According to the Department of Environment and Natural Resources (DENR), about a billion cubic meters or about 200,000 hectares of one-meter deep topsoil are lost every year due to erosion.
“No other soil phenomenon is more destructive worldwide than is soil erosion,” wrote Dr. Nyle C. Brady in his book, “The Nature and Properties of Soils.” “It involves losing water and plant nutrients at rates far higher than those occurring through leaching. More tragically, however, it can result in the loss of the entire soil.”
When soil erodes from fields, it does not simply move to another spot on the farm. Much of it ends up in streams, rivers, lakes and coastal areas.

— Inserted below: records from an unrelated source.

PR #1092, opened 2026-04-29
fix(repl): Ctrl+C once cancels input, twice exits the shell (#1091)

### LINKED ISSUE #1091: Improve the interactive opensre shell behavior so that pressing Ctrl+C twice exits the shell, similar to Claude CLI.
Currently, Ctrl+C appears to interrupt the active prompt/session but does not provide an easy repeated-interrupt exit flow. Users should be able to press Ctrl+C once to cancel the current input or operation, then press Ctrl+C again to exit the shell cleanly.

Image

Claude cli

Image

Ghraven:
## Summary

Closes #1091

Adds a double-Ctrl+C exit flow to the interactive REPL, matching the UX of Claude CLI and other common shells.

## Behaviour before this PR

A single `KeyboardInterrupt` in `_run_one_turn` returned `False`, immediately exiting the shell — even when the user just wanted to cancel the current input line.

## Behaviour after this PR

- **First Ctrl+C** — cancels the current input line and prints `(Press Ctrl+C again to exit.)`, then continues the loop.
- **Second Ctrl+C** (without any successful input in between) — exits the shell cleanly.
- Successful input resets the interrupt counter, so Ctrl+C always needs two consecutive presses to exit.

## Implementation

Added a mutable `_interrupt_count: list[int]` counter (a one-element list so it can be mutated inside the async function) passed to `_run_one_turn`. The `EOFError` path is unchanged — it still exits immediately on the first press.

### DIFF
--- a/app/cli/repl/loop.py
+++ b/app/cli/repl/loop.py
@@ -1,0 +1,144 @@
+"""Async REPL loop — the zero-exit heart of the OpenSRE interactive terminal."""
+
+from __future__ import annotations
+
+import asyncio
+import sys
+
+from prompt_toolkit import PromptSession
+from prompt_toolkit.formatted_text import ANSI
+from rich.console import Console
+from rich.markup import escape
+
+from app.cli.repl.banner import render_banner
+from app.cli.repl.commands import dispatch_slash
+from app.cli.repl.config import ReplConfig
+from app.cli.repl.follow_up import answer_follow_up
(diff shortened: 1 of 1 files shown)


yashksaini-coder:
Closing this as due to merge conflicts and not assigned properly

muddlebee:
sorry I was closing this too, re-opened by mistake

Sedimentation, as a result of deforestation in the uplands, is said to be the most important single cause of coral reef destruction.
“The biggest culprit is perhaps forest denudation,” pointed out the Bureau of Fisheries and Aquatic Resources (BFAR), a line agency of the Department of Agriculture.
“When loggers, kaingineros, firewood gatherers, and charcoal makers cut down trees and burn underbrush,” the BFAR explained, “they leave the soil of the mountainsides bare and defenseless against strong wind and rain.
“During rains, runoff carries eroded soil down to the rivers that deposit it in the sea,” it further said. “This siltation smothers reefs and kills or drives away to inhospitable areas the fishes that feed and shelter among the corals.”
Deforestation is also cited as one of the perpetrators of global warming. Intact forests produce a substantial portion of the earth’s oxygen and remove carbon dioxide, a greenhouse gas, from the atmosphere. Cutting and burning trees contribute 25% of the world’s global warming gasses, studies show.
In recent years, corals are exhibiting a new kind of degradation: massive bleaching. “When subjected to extreme stress, (the corals) jettison the colorful algae they live in symbiosis with, exposing the white skeleton of dead coral beneath a single layer of clear living tissue. If the stress persists, the coral dies,” explains John C. Ryan of the Washington, D.C.-based Worldwatch Institute.
Bleaching has been cited as “the worst threat to the survival of coral reefs.” “While its causes are not known, bleaching appears when ocean temperature are abnormally high,” Ryan writes.
This phenomenon lead some scientists to call it “a harbinger of global warming.”
But the biggest threat is still deforestation that causes soil erosion. As the recent study, published in “Nature Communications,” puts it: “Curbing sediment pollution to coral reefs is one of the major recommendations to buy time for corals to survive ocean warming and bleaching events in the future. Our results clearly show that land use management is the most important policy action needed to prevent further damage and preserve the reef ecosystem.”
The researchers of the study found that mitigating erosion on land is more important to saving coral reefs right now than even addressing climate change. “Without addressing the current issues, we won’t have living coral reefs to try and save from warmer ocean temperatures,” they pointed out.
Meanwhile, studies on reef conservation are being implemented in various places in the country, including: Bolinao, Pangasinan, Zambales, Marinduque, Palawan, New Sagay in Negros Occidental, Dumaguete in Negros Oriental, and Misamis Occidental.
The targeted coral reefs are in Ilocos Norte, Cagayan, Batanes, Batangas, Mindoro, Romblon, Palawan, Panay, Negros Occidental, Bohol, Eastern and Northern Samar, Zamboanga, Tawi-Tawi, Camiguin Island, and Davao.